Give back each line of the material that contains the word "docs".
Start of Block
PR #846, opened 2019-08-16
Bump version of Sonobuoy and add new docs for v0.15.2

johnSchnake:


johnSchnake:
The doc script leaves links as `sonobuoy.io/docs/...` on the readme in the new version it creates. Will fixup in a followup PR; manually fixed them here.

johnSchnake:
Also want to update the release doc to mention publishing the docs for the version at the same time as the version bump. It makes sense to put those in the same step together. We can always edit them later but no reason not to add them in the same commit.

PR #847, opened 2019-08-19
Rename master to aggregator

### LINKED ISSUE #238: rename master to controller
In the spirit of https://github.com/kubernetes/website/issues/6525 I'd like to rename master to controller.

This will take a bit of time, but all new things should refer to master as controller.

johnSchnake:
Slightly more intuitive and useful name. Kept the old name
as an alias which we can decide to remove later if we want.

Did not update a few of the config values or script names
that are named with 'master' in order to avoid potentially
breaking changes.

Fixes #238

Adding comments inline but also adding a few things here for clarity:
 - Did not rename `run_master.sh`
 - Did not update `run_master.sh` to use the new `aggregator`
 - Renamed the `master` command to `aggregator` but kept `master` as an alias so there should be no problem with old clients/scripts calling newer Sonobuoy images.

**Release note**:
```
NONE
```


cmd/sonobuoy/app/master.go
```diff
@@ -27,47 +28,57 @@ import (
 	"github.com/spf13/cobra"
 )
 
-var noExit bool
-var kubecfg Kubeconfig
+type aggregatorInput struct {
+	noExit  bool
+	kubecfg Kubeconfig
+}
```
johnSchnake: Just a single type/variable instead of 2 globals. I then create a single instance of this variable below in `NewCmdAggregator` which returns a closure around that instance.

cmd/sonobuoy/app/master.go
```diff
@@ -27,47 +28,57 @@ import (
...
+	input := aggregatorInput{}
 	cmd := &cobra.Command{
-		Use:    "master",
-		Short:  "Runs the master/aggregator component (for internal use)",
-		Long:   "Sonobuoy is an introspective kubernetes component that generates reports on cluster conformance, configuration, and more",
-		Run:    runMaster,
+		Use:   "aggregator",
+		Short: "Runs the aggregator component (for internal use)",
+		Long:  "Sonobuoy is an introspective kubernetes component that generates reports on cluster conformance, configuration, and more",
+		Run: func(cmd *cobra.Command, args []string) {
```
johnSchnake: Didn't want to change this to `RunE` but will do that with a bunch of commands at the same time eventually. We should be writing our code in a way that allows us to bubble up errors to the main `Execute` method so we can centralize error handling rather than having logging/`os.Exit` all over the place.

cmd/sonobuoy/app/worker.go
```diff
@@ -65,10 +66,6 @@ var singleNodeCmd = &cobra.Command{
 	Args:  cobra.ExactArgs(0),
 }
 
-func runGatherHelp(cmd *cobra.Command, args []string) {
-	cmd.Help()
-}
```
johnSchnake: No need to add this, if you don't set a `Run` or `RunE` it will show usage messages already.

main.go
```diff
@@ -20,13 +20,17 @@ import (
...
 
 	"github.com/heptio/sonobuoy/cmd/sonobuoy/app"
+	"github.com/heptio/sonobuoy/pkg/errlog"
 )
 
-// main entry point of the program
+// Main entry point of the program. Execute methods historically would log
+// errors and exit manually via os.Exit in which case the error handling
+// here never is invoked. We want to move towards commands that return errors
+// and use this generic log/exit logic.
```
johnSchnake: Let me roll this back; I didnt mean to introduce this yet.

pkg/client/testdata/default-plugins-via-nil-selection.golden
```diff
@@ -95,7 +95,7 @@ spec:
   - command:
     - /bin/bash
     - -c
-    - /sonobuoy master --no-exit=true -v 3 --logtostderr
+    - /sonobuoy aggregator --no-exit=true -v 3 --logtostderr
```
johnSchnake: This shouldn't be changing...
End of Block
● Exercise answer
Bump version of Sonobuoy and add new docs for v0.15.2
The doc script leaves links as `sonobuoy.io/docs/...` on the readme in the new version it creates. Will fixup in a followup PR; manually fixed them here.
Also want to update the release doc to mention publishing the docs for the version at the same time as the version bump. It makes sense to put those in the same step together. We can always edit them later but no reason not to add them in the same commit.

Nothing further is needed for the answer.